Edipo, alla fine dell’opera di Sofocle, si strappa gli occhi e con sua figlia Antigone come guida viaggia nel paese. Una volta re, diventa uno straniero in un paese sconosciuto. Muore, come dice Antigone, “in un paese straniero, ma un paese che aveva desiderato ardentemente.” William Shakespeare in “Re Lear” gioca sullo stesso tema della vista e della cecità. Chi ha gli occhi, in “Re Lear”, non è capace di vedere. Gloucester, cui sono stati cavati gli occhi, nella sua cecità si vede svelata una verità. “Io non ho strada, e perciò non ho bisogno degli occhi”, afferma Gloucester dopo essere stato accecato.
“Ho inciampato quando ho iniziato a vedere”. Quando Lear bandisce la sua unica figlia legittima, Cordelia, che lui accusa di non amarlo abbastanza, Lear urla: “Sparisci dalla mia vista!” A cui Kent replica: Guarda meglio, Lear, e lascia che io rimanga ancora il vero punto di mira dell’occhio tuo.

La storia di Lear, così come la storia di Edipo, riguarda l’acquisizione della visione interiore. Riguarda l’etica e l’intelletto accecati dell’empirismo e dalla vista. Riguarda la visione dell’immaginazione umana, come diceva Blake, quale manifestazione dell’Eternità. “L’Amore senza immaginazione è morte eterna.”

L’allievo Shakespeariano Harold Goddard scrisse: “L’immaginazione non è la capacità di creare illusioni; è la facoltà grazie alla quale ogni uomo apprende la realtà.” L’illusione si scopre essere realtà. “Fai che la fede soppianti la realtà”, dice Starbuck in “Moby-Dick”.

“E’ solo il nostro assurdo pregiudizio ‘scientifico’ che la realtà debba essere fisica e razionale che ci rende ciechi di fronte alla realtà”, ammoniva Goddard. Come scrisse Shakespeare, ci sono “cose invisibili alla vista dei mortali“. Ma queste cose non sono professionali, fattive o empiriche. Non possono essere ritrovate nei miti nazionali di gloria e potere. Non si possono ottenere con l’imposizione. Non giungono per apprendimento o ragionamento logico. Sono intangibili. Sono le realtà della bellezza, del dolore, dell’amore, della ricerca del significato, della lotta per fronteggiare la mortalità di noi stessi e l’abilità di affrontare la realtà. E le culture che disprezzano queste forze immaginative commettono suicidio. Non possono vedere.

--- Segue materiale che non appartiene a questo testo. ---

PR #2789, opened 2022-09-12
Remove scope attributes form the Scope identity

bogdandrutu:
Fixes https://github.com/open-telemetry/opentelemetry-specification/issues/2762

The identity part can be changed later if the community agrees to accept this change, but to be safe for the moment revert this change.

### DIFF
--- a/CHANGELOG.md
+++ b/CHANGELOG.md
@@ -95,6 +95,8 @@ release.
 
 - Introduce Instrumentation Scope Attributes
   ([#2579](https://github.com/open-telemetry/opentelemetry-specification/pull/2579))
+  - Define Instrumentation Scope Attributes as non identifiers
+    ([#2789](https://github.com/open-telemetry/opentelemetry-specification/pull/2789))
 
 ## v1.12.0 (2022-06-10)
 
--- a/specification/logs/api.md
+++ b/specification/logs/api.md
@@ -99,11 +99,15 @@ SHOULD be true by default.
 - `attributes` (optional): Specifies the instrumentation scope attributes to
 associate with emitted telemetry.
 
-Implementations MUST return different `Logger` instances when called repeatedly
-with different values of parameters. Note that always returning a new `Logger`
-instance is a valid implementation. The only exception to this rule is the no-op
-`Logger`: implementations MAY return the same instance regardless of parameter
-values.
+Loggers are identified by `name`, `version`, and `schema_url` fields.  When more
+than one `Logger` of the same `name`, `version`, and `schema_url` is created, it
+is unspecified whether or under which conditions the same or different `Logger`
+instances are returned. It is a user error to create Loggers with different
+attributes but the same identity.
+
+The term *identical* applied to Loggers describes instances where all
+identifying fields are equal. The term *distinct* applied to Loggers describes
+instances where at least one identifying field has a different value.
 
 Implementations MUST NOT require users to repeatedly obtain a Logger again with
 the same name+version+schema_url+event_domain+include_trace_context+attributes
--- a/specification/metrics/api.md
+++ b/specification/metrics/api.md
@@ -147,20 +147,15 @@ This API MUST accept the following parameters:
 * [since 1.13.0] `attributes` (optional): Specifies the instrumentation scope attributes
     to associate with emitted telemetry.
 
-Meters are identified by all of these parameters.
+Meters are identified by `name`, `version`, and `schema_url` fields.  When more
+than one `Meter` of the same `name`, `version`, and `schema_url` is created, it
+is unspecified whether or under which conditions the same or different `Meter`
+instances are returned. It is a user error to create Meters with different
+attributes but the same identity.
 
-Implementations MUST return different `Meter` instances when called repeatedly
-with different values of parameters. Note that always returning a new `Meter` instance
-is a valid implementation. The only exception to this rule is the no-op `Meter`:
-implementations MAY return the same instance regardless of parameter values.
-
-It is unspecified whether or under which conditions the same or different
-`Meter` instances are returned from this function when the same
-(name,version,schema_url,attributes) parameters are used.
-
-The term *identical* applied to Meters describes instances where all identifying fields
-are equal. The term *distinct* applied to Meters describes instances where at
-least one identifying field has a different value.
+The term *identical* applied to Meters describes instances where all identifying
+fields are equal. The term *distinct* applied to Meters describes instances where
+at least one identifying field has a different value.
 
 Implementations MUST NOT require users to repeatedly obtain a `Meter` with
 the same identity to pick up configuration changes. This can be
--- a/specification/trace/api.md
+++ b/specification/trace/api.md
@@ -131,23 +131,28 @@ This API MUST accept the following parameters:
 - [since 1.13.0] `attributes` (optional): Specifies the instrumentation scope attributes
   to associate with emitted telemetry.
 
-Implementations MUST return different `Tracer` instances when called repeatedly
-with different values of parameters. Note that always returning a new `Tracer` instance
-is a valid implementation. The only exception to this rule is the no-op `Tracer`:
-implementations MAY return the same instance regardless of parameter values.
+Tracers are identified by `name`, `version`, and `schema_url` fields.  When more
+than one `Tracer` of the same `name`, `version`, and `schema_url` is created, it
+is unspecified whether or under which conditions the same or different `Tracer`
+instances are returned. It is a user error to create Tracers with different
+attributes but the same identity.
+
+The term *identical* applied to Tracers describes instances where all
+identifying fields are equal. The term *distinct* applied to Tracers describes
+instances where at least one identifying field has a different value.
 
 Implementations MUST NOT require users to repeatedly obtain a `Tracer` again
-with the same name+version+schema_url+attributes to pick up configuration changes.
-This can be achieved either by allowing to work with an outdated configuration or
-by ensuring that new configuration applies also to previously returned `Tracer`s.
+with the same identity to pick up configuration changes. This can be
+achieved either by allowing to work with an outdated configuration or by
+ensuring that new configuration applies also to previously returned `Tracer`s.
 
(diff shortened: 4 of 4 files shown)


reyang (approved):

reyang:
Consider adding a changelog entry.

specification/metrics/api.md
```diff
@@ -147,20 +147,14 @@ This API MUST accept the following parameters:
...
-`Meter` instances are returned from this function when the same
-(name,version,schema_url,attributes) parameters are used.
-
-The term *identical* applied to Meters describes instances where all identifying fields
-are equal. The term *distinct* applied to Meters describes instances where at
-least one identifying field has a different value.
+Meters are identified by name, version, and schema_url fields.  When more than one
+Meter of the same `name`, `version`, and `schema_url` is created, it
+is unspecified whether or under which conditions the same or different
+`Meter` instances are returned.
```
Oberon00, line 153: Can we spell out more clearly (as a note, since technically it's already clear), that as a consequence, it is a user error to create scopes with different attributes but the same identity?

I don't think I like that consequence, but it may be the best way to move forward for now, and we can find a better solution later.

bogdandrutu: Done.

specification/logs/api.md
```diff
@@ -99,11 +99,15 @@ SHOULD be true by default.
...
 
-Implementations MUST return different `Logger` instances when called repeatedly
-with different values of parameters. Note that always returning a new `Logger`
-instance is a valid implementation. The only exception to this rule is the no-op
-`Logger`: implementations MAY return the same instance regardless of parameter
-values.
+Loggers are identified by `name`, `version`, and `schema_url` fields.  When more
+than one `Logger` of the same `name`, `version`, and `schema_url` is created, it
+is unspecified whether or under which conditions the same or different `Logger`
+instances are returned. As a consequence, it is a user error to create Meters
```
tigrannajaryan, line 105:
```suggestion
instances are returned. It is a user error to create Loggers
```

specification/metrics/api.md
```diff
@@ -147,20 +147,15 @@ This API MUST accept the following parameters:
...
-`Meter` instances are returned from this function when the same
-(name,version,schema_url,attributes) parameters are used.
-
-The term *identical* applied to Meters describes instances where all identifying fields
-are equal. The term *distinct* applied to Meters describes instances where at
-least one identifying field has a different value.
+Meters are identified by `name`, `version`, and `schema_url` fields.  When more
+than one `Meter` of the same `name`, `version`, and `schema_url` is created, it
+is unspecified whether or under which conditions the same or different `Meter`
+instances are returned. As a consequence, it is a user error to create a `Meter`
```
tigrannajaryan, line 153:
```suggestion
instances are returned. It is a user error to create a `Meter`
```

jmacd (approved):

specification/logs/api.md
bogdandrutu: Done.

MrAlias:
If scopes have attributes, but these attributes are not identifying, how will we resolve two providers with the same identity (same name, version, etc.) but different attributes? Does this mean OTel implementations should not add attributes to scopes?

bogdandrutu:
> If scopes have attributes, but these attributes are not identifying, how will we resolve two providers with the same identity (same name, version, etc.) but different attributes? 

Providers? If you are talking about providers then they have different resource.

Meters/Tracers/Loggers? Then I think, since is clearly stated that this is not valid and undefined, an valid implementation may return the same instance as the first call and ignore attributes from the second call (may also report an error via the error reporting mechanism implemented, log, etc.), another approach is to return a no-op implementation second time and report an error. 

> Does this mean OTel implementations should not add attributes to scopes?

You should, most likely I miss something because I don't understand where this question is coming from.

MrAlias:
> > If scopes have attributes, but these attributes are not identifying, how will we resolve two providers with the same identity (same name, version, etc.) but different attributes?
> 
> Providers? If you are talking about providers then they have different resource.

:facepalm:, yeah, sorry I wrote that in error. I did mean Meters/Tracers/Loggers.

> Meters/Tracers/Loggers? Then I think, since is clearly stated that this is not valid and undefined, an valid implementation may return the same instance as the first call and ignore attributes from the second call (may also report an error via the error reporting mechanism implemented, log, etc.), another approach is to return a no-op implementation second time and report an error.

Hmm, that doesn't seem ideal. That could have some implementations returning the original silently while others completely fail to record things.

tigrannajaryan:
> Hmm, that doesn't seem ideal. That could have some implementations returning the original silently while others completely fail to record things.

I think that's the point of undefined behavior. Users should not do this. If they do then then bad things can happen (including crashing, although I suppose we won't do it). 

This is just for now. We can refine this behavior and specify what should actually happen. But because we are not yet sure what is the desirable behavior we are making it undefined in the spec and explicitly say that it is a user error.

tigrannajaryan (approved):

jmacd:
@bogdandrutu I agree with the undefined behavior, however of following options you listed for a valid implementation:

1.
> may return the same instance as the first call and ignore attributes from the second call

That sounds OK. There is no change of identity by definition and so equivalent telemetry data is produced. Users of the SDK that makes this choice will likely press for work on the specification to enable identifying scope attributes.

2.
> another approach is to return a no-op implementation second time and report an error.

That sounds NOT OK. You can tell the user there was a problem, but to stop reporting telemetry is a grave mistake.

Here's another behavior I believe is OK:

3. Return the intended scope with different attributes than others prior, therefore produce "conflicting" scopes. This is in line with existing behavior specified for SDKs, namely to pass through Metric data for all instrument definitions regardless of conflicts. Users of the SDK that makes this choice will likely press their vendors to recognize (and submit PRs to accomplish) the identifying nature of scope attributes without confirmation from the specification.

MrAlias:
> > Hmm, that doesn't seem ideal. That could have some implementations returning the original silently while others completely fail to record things.
> 
> I think that's the point of undefined behavior. Users should not do this. If they do then then bad things can happen (including crashing, although I suppose we won't do it).
> 
> This is just for now. We can refine this behavior and specify what should actually happen. But because we are not yet sure what is the desirable behavior we are making it undefined in the spec and explicitly say that it is a user error.

Gotcha. But this leads me back to my original question of if an implementation should even add attributes to a scope at this point. If they aren't exported, cause undefined behavior if defined at creation of a Meter/Tracer/Logger, and make the scope an invalid map key to use for identity, why add them?

tigrannajaryan:
> Gotcha. But this leads me back to my original question of if an implementation should even add attributes to a scope at this point. If they aren't exported, cause undefined behavior if defined at creation of a Meter/Tracer/Logger, and make the scope an invalid map key to use for identity, why add them?

They only cause problem if you obtain Meter/Tracer/Logger with a different set of attributes, which is outlawed by this PR. If used correctly (always use the same attributes for the same Scope identity) then it will/should work fine. It should export without problems.

MrAlias:
> 3. Return the intended scope with different attributes than others prior, therefore produce "conflicting" scopes. This is in line with existing behavior specified for SDKs, namely to pass through Metric data for all instrument definitions regardless of conflicts. Users of the SDK that makes this choice will likely press their vendors to recognize (and submit PRs to accomplish) the identifying nature of scope attributes without confirmation from the specification.

If this is a valid implementation, it seems fine to me. @bogdandrutu is this behavior intended to be allowed?

CHANGELOG.md
```diff
@@ -95,6 +95,8 @@ release.
 
 - Introduce Instrumentation Scope Attributes
   ([#2579](https://github.com/open-telemetry/opentelemetry-specification/pull/2579))
+  - Define Instrumentation Scope Attributes as non identifiers
+    ([#2789](https://github.com/open-telemetry/opentelemetry-specification/pull/2789))
```
jack-berg, line 99:
```suggestion
- Define Instrumentation Scope Attributes as non identifiers
   ([#2789](https://github.com/open-telemetry/opentelemetry-specification/pull/2789))
```

jack-berg (approved):

CHANGELOG.md
bogdandrutu: Intentionally had this as a subset of the other. why changing?

jack-berg: Didn't realize that! Please disregard.

bogdandrutu:
>> Return the intended scope with different attributes than others prior, therefore produce "conflicting" scopes. This is in line with existing behavior specified for SDKs, namely to pass through Metric data for all instrument definitions regardless of conflicts. Users of the SDK that makes this choice will likely press their vendors to recognize (and submit PRs to accomplish) the identifying nature of scope attributes without confirmation from the specification.

> If this is a valid implementation, it seems fine to me. @bogdandrutu is this behavior intended to be allowed?

I would say that for the moment any implementation that does not make an assumption or needs the attributes to be identifiers is ok. I prefer to avoid the "conflicting" scopes proposal, since if that is available and start to be used will become part of your stability guarantees and you will not be able to change if the specification changes in a way to define that behavior, which is OK to do for the specification when UB is defined.

You should explicitly mark that as undefined behavior and tell users that can produce unspecified behaviors.

MrAlias:
> > > Return the intended scope with different attributes than others prior, therefore produce "conflicting" scopes. This is in line with existing behavior specified for SDKs, namely to pass through Metric data for all instrument definitions regardless of conflicts. Users of the SDK that makes this choice will likely press their vendors to recognize (and submit PRs to accomplish) the identifying nature of scope attributes without confirmation from the specification.
> 
> > If this is a valid implementation, it seems fine to me. @bogdandrutu is this behavior intended to be allowed?
> 
> I would say that for the moment any implementation that does not make an assumption or needs the attributes to be identifiers is ok. I prefer to avoid the "conflicting" scopes proposal, since if that is available and start to be used will become part of your stability guarantees and you will not be able to change if the specification changes in a way to define that behavior, which is OK to do for the specification when UB is defined.
> 
> You should explicitly mark that as undefined behavior and tell users that can produce unspecified behaviors.

gotcha :+1:

MrAlias (approved):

Come potrà a questa rabbia opporsi la bellezza,” scrisse Shakespeare, “che non è più forte di un fiore?L’immaginazione umana, la capacità di avere visioni, di costruire una vita di significato piuttosto che di utilitarismi, è delicata come un fiore. E se viene soffocata, se uno Shakespeare o un Sofocle non vengono più ritenuti utili in un mondo empirico di affari, carrierismo e potere, se le università ritengono che un Milton Friedman o un Friedrich Hayek siano più importanti per i loro studenti, piuttosto che una Virginia Woolf o un Anton Cechov, allora diventiamo barbari. E così ci assicuriamo l’estinzione. Gli studenti cui viene negata la saggezza dei grandi oracoli della civiltà umana – visionari che ci esortano a non adorare noi stessi, a non inginocchiarci di fronte all’infima emozione della cupidigia – non possono ritenersi istruiti. Non possono pensare.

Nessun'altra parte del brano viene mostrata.